Issue #14, opened 2025-08-16
Support AArch64


feilongjiang:
**The feature you'd like**

Add support for AArch64.

**Implementation you've considered**

Add Hotspot Calling convention for aarch64.

**Additional context**

PR #15, opened 2025-08-16
feat: Initial support for AArch64

feilongjiang:
## Related issue(s):

issue #14 

WIP

Hi team, please consider.
This PR contains initial support for the linux-aarch64 platform. The major changes are:
1. Add a new Java calling convention named `CC_AArch64_Hotspot`, including function args assignment convention and callee-saved register list.
2. Even if we set `FP` and `LR` as callee-saved registers, `TargetFrameLowering::determineCalleeSaves` may treat `FP` as a non-saved register when `MRI.isPhysRegModified(Reg)` returns `false` (which means `FP` was not modified across the calls, maybe?). To make stack unwinding correct, we should save `FP` manually.

Testing:
- [x] jeandle-jdk tier1_compiler_jeandle with linux-aarch64 slowdebug build
- [ ] jeandle-jdk tier1_compiler_jeandle with linux-aarch64 release build

### DIFF
--- a/llvm/lib/Target/AArch64/AArch64CallingConvention.td
+++ b/llvm/lib/Target/AArch64/AArch64CallingConvention.td
@@ -553,6 +553,40 @@ def CC_AArch64_Preserve_None : CallingConv<[
   CCDelegateTo<CC_AArch64_AAPCS>
 ]>;
 
+//===----------------------------------------------------------------------===//
+// ARM64 Calling Convention for OpenJDK HotSpot
+//===----------------------------------------------------------------------===//
+
+// This calling convention is specific to the OpenJDK HotSpot JIT Compiler.
+// The only documentation is the OpenJDK source code, specifically the C header
+// file:
+//
+//    https://github.com/jeandle/jeandle-jdk/blob/main/src/hotspot/cpu/aarch64/assembler_aarch64.hpp
+//
+// which defines the registers for the Java calling convention.
+//
+//  |--------------------------------------------------------------------|
+//  | X0       X1       X2      X3      X4      X5      X6      X7       |
+//  |--------------------------------------------------------------------|
+//  | c_rarg0  c_rarg1  c_rarg2 c_rarg3 c_rarg4 c_rarg5 c_rarg6 c_rarg7  |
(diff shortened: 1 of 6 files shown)


.github/workflows/jeandle-llvm-test.yml
```diff
@@ -1,15 +1,30 @@
 name: "jeandle-llvm check"
 
 on:
-  pull_request_target:
-    branches:
-      - 'main'
+  push:
```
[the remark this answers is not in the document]
taofengliu: I think we'd better trigger actions through pull requests.
People always create a PR immediately after pushing their code. And we cannot ignore the main branch because we cannot prohibit contributors from developing on their main branches. But if we don't ignore the main branch, after every merge there are always some meaningless CI actions added to our actions history.

.github/workflows/jeandle-llvm-test.yml
```diff
@@ -1,15 +1,30 @@
...
+    branches-ignore:
+      - main
+
+concurrency:
+  group: ${{ github.workflow }}-${{ github.ref }}
```
taofengliu, line 9: If we trigger CI actions through PRs, we should write the config like this:
```suggestion
  group: ${{ github.workflow }}-${{ github.head_ref }}
```

llvm/lib/Target/AArch64/AArch64CallingConvention.td
```diff
@@ -691,6 +725,12 @@ def CSR_AArch64_StackProbe_Windows
                            (sequence "X%u", 18, 28), FP, SP,
                            (sequence "Q%u", 0, 31))>;
 
+// HotSpot C1/C2 compiler don't use any callee save registers.
+//   X0-X7,X10-X26 volatile (caller save)
+//   X27-X32 system (no save, no allocate)
+//   X8-X9 non-allocatable (so we can use them as scratch regs)
+def CSR_AArch64_Hotspot : CalleeSavedRegs<(add LR, FP)>;
```
taofengliu, line 732: Using ```OtherPreserve``` maybe a good choice here.

taofengliu (commented):
Some minor comments.

PR #24, opened 2025-09-04
Refactor java operation lower

lfeng14:
---------

## Related issue(s):

issue #

Inlining transitivity and Recursion handling


llvm/lib/Transforms/Jeandle/JavaOperationLower.cpp
```diff
@@ -9,65 +9,81 @@
...
+  return V == Phase;
+};
+
+static bool runImpl(Module &M, int Phase, ModuleAnalysisManager &MAM,
+                    FunctionAnalysisManager *FAM) {
+
+  SmallSetVector<CallBase *, 16> Calls;
   bool Changed = false;
-  InlineFunctionInfo IFI;
+  SmallVector<Function *, 16> InlinedComdatFunctions;
```
taofengliu, line 48: Is this used?

llvm/lib/Transforms/Jeandle/JavaOperationLower.cpp
```diff
@@ -9,65 +9,81 @@
...
-        assert(!Failed && "wrong value of LowerPhase attribute");
-        if (LowerPhaseValue != Phase)
-          continue;
-
-        CallInstructions.push_back(CB);
+    Calls.clear();
+    for (User *U : F.users())
+      if (auto *CB = dyn_cast<CallBase>(U)) {
+        if (CB->getCalledFunction() == &F &&
+            !CB->getAttributes().hasFnAttr(Attribute::NoInline))
```
taofengliu, line 62: Every JavaOp will has the attriburte ```noinline``` to avoid be inlined by other inline passes. We don't need to check this.

taofengliu:
The test is complex, try to simplify and draw a call graph in comment.

llvm/lib/Transforms/Jeandle/JavaOperationLower.cpp
lfeng14: Not used, has been deleted

llvm/lib/Transforms/Jeandle/JavaOperationLower.cpp
lfeng14: The condition has been removed.

llvm/lib/Transforms/Jeandle/JavaOperationLower.cpp
```diff
@@ -9,65 +9,81 @@
...
-  for (Function &F : M) {
-    LLVM_DEBUG(dbgs() << "Searching in function: " << F.getName()
-                      << " in lower phase: " << Phase << "\n");
-    if (F.isDeclaration())
+  for (Function &F : make_early_inc_range(M)) {
+    if (F.isPresplitCoroutine())
+      continue;
+
+    if (!isPhaseFunc(F, Phase) || F.isDeclaration() ||
+        !isInlineViable(F).isSuccess())
```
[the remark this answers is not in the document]
lfeng14: done

llvm/lib/Transforms/Jeandle/JavaOperationLower.cpp
```diff
@@ -9,65 +9,82 @@
...
+    return false;
+  int V = 0;
+  bool Failed = F.getFnAttribute(jeandle::Attribute::LowerPhase)
+                    .getValueAsString()
+                    .getAsInteger(10, V);
+  assert(!Failed && "wrong value of LowerPhase attribute");
+  return V == Phase;
+};
+
+static bool runImpl(Module &M, int Phase, ModuleAnalysisManager &MAM,
```
taofengliu, line 43: MAM is not used.

llvm/lib/Transforms/Jeandle/JavaOperationLower.cpp
```diff
@@ -9,65 +9,82 @@
...
+#include <utility>
 
 using namespace llvm;
 
 #define DEBUG_TYPE "java-operation-lower"
 
 namespace {
 
-static bool runImpl(Module &M, int Phase) {
+bool isPhaseFunc(const Function &F, int Phase) {
```
taofengliu, line 32:
```suggestion
bool shouldInline(const Function &F, int Phase) {
```
I think it's better to define this as a lambda expression.

llvm/lib/Transforms/Jeandle/JavaOperationLower.cpp
```diff
@@ -9,65 +9,82 @@
...
-        int LowerPhaseValue;
-        bool Failed =
-            LowerPhase.getValueAsString().getAsInteger(10, LowerPhaseValue);
-        assert(!Failed && "wrong value of LowerPhase attribute");
-        if (LowerPhaseValue != Phase)
-          continue;
-
-        CallInstructions.push_back(CB);
+    if (!isPhaseFunc(F, Phase) || F.isDeclaration())
+      continue;
```
taofengliu, line 57: JavaOps cannot be PresplitCoroutine and declaration, so use assert here.

llvm/lib/Transforms/Jeandle/JavaOperationLower.cpp
```diff
@@ -9,65 +9,82 @@
...
-      if (InlineFunction(*CB, IFI).isSuccess()) {
-        Changed = true;
-        LLVM_DEBUG(dbgs() << "Successfully inlined: " << Callee->getName()
-                          << " in lower phase: " << Phase << "\n");
-      } else {
-        LLVM_DEBUG(dbgs() << "Failed to inline: " << Callee->getName()
+    for (CallBase *CB : Calls) {
+      Function *Caller = CB->getCaller();
+      InlineFunctionInfo IFI;
+      InlineResult Res = InlineFunction(*CB, IFI);
```
taofengliu, line 70: Why we don't invoke InlineFunction like AlwaysInliner does?

llvm/lib/Transforms/Jeandle/JavaOperationLower.cpp
```diff
@@ -9,65 +9,82 @@
...
+      if (!Res.isSuccess()) {
+        LLVM_DEBUG(dbgs() << "failed to inline: " << Caller->getName()
                           << " in lower phase: " << Phase << "\n");
+        continue;
       }
+
```
taofengliu, line 76: Should we invoke emitInlinedIntoBasedOnCost here?

llvm/lib/Transforms/Jeandle/JavaOperationLower.cpp
```diff
@@ -9,65 +9,82 @@
...
+      Changed = true;
+      if (FAM)
+        FAM->invalidate(*Caller, PreservedAnalyses::none());
     }
+
+    if (FAM)
+      FAM->clear(F, F.getName());
+    LLVM_DEBUG(dbgs() << "remove unused function: " << F.getName()
+                      << " in lower phase: " << Phase << "\n");
+    M.getFunctionList().erase(F);
```
taofengliu, line 86: AlwaysInliner only do this for InlinedComdatFunctions, do we need this?

llvm/lib/Transforms/Jeandle/JavaOperationLower.cpp
```diff
@@ -9,65 +9,82 @@
...
+    Changed = true;
```
taofengliu, line 87: This shouldn't be here.

taofengliu (changes requested):

llvm/lib/Transforms/Jeandle/JavaOperationLower.cpp
lfeng14: Yes, comdat functions also need to undergo this process; the only difference is that comdat functions should use filterDeadComdatFunctions to filter out the truly dead ones.

```

  if (!InlinedComdatFunctions.empty()) {
    // Now we just have the comdat functions. Filter out the ones whose comdats
    // are not actually dead.
    filterDeadComdatFunctions(InlinedComdatFunctions);
    // The remaining functions are actually dead.
    for (Function *F : InlinedComdatFunctions) {
      if (FAM)
        FAM->clear(*F, F->getName());
      M.getFunctionList().erase(F);
      Changed = true;
    }
  }
```

llvm/lib/Transforms/Jeandle/JavaOperationLower.cpp
lfeng14: No, emitInlinedIntoBasedOnCost is just a diagnostic hook in LLVM's inlining mechanism. It emits an optimization remark recording the cost to help developers trace and understand inlining decisions, but here I'm using alwaysinline.

llvm/test/Jeandle/java-operation-lower.ll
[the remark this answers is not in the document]
lfeng14: So we need to keep the specific phase function and add the 'noline' attribute ？

llvm/lib/Transforms/Jeandle/JavaOperationLower.cpp
lfeng14: done

llvm/lib/Transforms/Jeandle/JavaOperationLower.cpp
lfeng14: done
━━━━━━
> WORK REQUIRED
Return all lines from the entries that contain the string "group".

> SOLUTION TO THE PROBLEM
+  group: ${{ github.workflow }}-${{ github.ref }}
  group: ${{ github.workflow }}-${{ github.head_ref }}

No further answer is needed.